Les sénateurs LR s’étaient également alarmés de l’élargissement de la composition et les missions du Conseil des sages de la laïcité décidé par Pap Ndiaye. « Evidement le Conseil des Sages sera rétabli dans toutes ses prérogatives. Mais je pense qu’il y a eu un certain nombre de malentendus. Je ne pense pas qu’il y ait eu une volonté de la part de mon prédécesseur d’empêcher le Conseil des sages de travailler », a insisté Gabriel Attal.

Antisémitisme : « Nous serons intraitables »
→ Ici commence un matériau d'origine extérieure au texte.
PR #517, opened 2024-08-13
[b/359499526] Fix Ranger services date parsing.

aleofreddi:


misolt (approved):

dumper/app/src/test/resources/ranger/services.success.jsonl
```diff
@@ -1,2 +1,2 @@
...
+{"configs":{"fs.default.name":"hdfs://hadoop-m:8020","hadoop.security.authentication":"Simple","hadoop.security.authorization":"No","password":"*****","username":"admin"},"createdBy":"Admin","description":"Hadoop hdfs service","displayName":null,"guid":"4c2780ee-e244-4ac3-b21a-3660e6895980","id":1,"name":"hadoop-dataproc","policyUpdateTime":"2024-07-26T17:58:21Z","policyVersion":9,"tagService":null,"tagUpdateTime":"2024-07-26T17:58:22Z","tagVersion":1,"type":"hdfs","updatedBy":"Admin","version":1,"createDate":1716795282000,"enabled":true,"updateDate":1716795282000}
+{"configs":{"jdbc.driverClassName":"org.apache.hive.jdbc.HiveDriver","jdbc.url":"jdbc:mysql://localhost","password":"*****","username":"admin"},"createdBy":"Admin","description":"Hadoop HIVE service","displayName":null,"guid":"1fe46519-233a-4780-be20-a7eb180f1ca6","id":2,"name":"hive-dataproc","policyUpdateTime":"2024-07-26T17:58:21Z","policyVersion":6,"tagService":null,"tagUpdateTime":"2024-07-26T17:58:22Z","tagVersion":1,"type":"hive","updatedBy":"Admin","version":1,"createDate":1716795282000,"enabled":true,"updateDate":1716795282000}
```
dawidxc, line 2: I would suggest keeping the previous format for expressing the timestamps. Would it be possible to instead convert the seconds that Ranger API returns to Instant and keep the format unchanged?

dawidxc, line 2: Are `tagUpdateTime` and `policyUpdateTime` attributes that also contain timestamps unaffected?

shevek-google: I am in favour of supporting nanoseconds; I think Dawid is suggesting an ISO-zulu date format with nanoseconds included. Is that right?

The challenge with nanoseconds in JSON is that JSON is "defined" by JavaScript, in which there is no integer type, and a lot of JSON parsers can't read more than 32 bit integers. That doesn't apply to us as long as we're using Jackson (or some other tolerably capable JSON serde).

shevek-google: I have a vague memory that Jackson has an annotation for the date format string to use, which since we're already formatting an Instant, would let us include nanos? But I also feel like I misunderstand Dawid's question.

aleofreddi: For this endpoint, Ranger API returns these fields in milliseconds. To keep it consistent with the source, I'd rather leave these as millis from epoch.

aleofreddi:
As discussed offline with @dawidxc, I'll open a new PR to remove all the Ranger API models in favor of dumping the raw API response, and move the parsing to the permissions-migration command.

Dans ce contexte du conflit au proche orient, plusieurs sénateurs ont souhaité savoir quelles mesures le ministre comptait prendre pour assurer les élèves de confession juive dans l’école publique. Après une visite dans une école juive en banlieue parisienne ce matin, Gabriel Attal a indiqué que plusieurs situations problématiques étaient remontées ces derniers jours. « J’ai demandé que les faits de ce type remontent au ministère qui saisira automatiquement au procureur de la République et il y aura évidemment des sanctions disciplinaires à l’endroit des élèves. Des élèves qui intimideraient menaceraient, agresseraient des camardes de confession juive auraient de bonnes raisons d’avoir peur car nous serons intraitables », a-t-il prévenu.

« Je ne souhaite pas rouvrir la guerre des écoles »

Enfin, Gabriel Attal n’a pas échappé à une question du sénateur communiste, Pierre Ouzoulias auteur d’une proposition de loi sur la mixité scolaire. « Trouvez-vous légitime que l’Etat donne de l’argent à des établissements privés sous contrat qui ont fait le choix économique de prendre des élèves qui viennent des milieux les plus favorisés ? », a-t-il demandé.

« Je ne souhaite pas rouvrir la guerre des écoles. Je souhaite que les parents puissent toujours avoir le choix », a répondu Gabriel Attal citant des parents « de classes moyennes » « qui se demandent si leurs enfants vont toujours pouvoir s’élever dans l’école publique […] Pour moi, le premier levier de la mixité sociale c’est de répondre aux doutes et aux inquiétudes y compris en assumant d’investir des moyens supplémentaires vers les établissements les plus défavorisés. La réponse c’est de montrer qu’on investit massivement et qu’on innove aussi dans ces établissements », a-t-il ajouté.

Gabriel Attal reviendra prochainement devant la commission de la culture, cette fois-ci pour détailler les crédits de son ministère dans le budget 2024.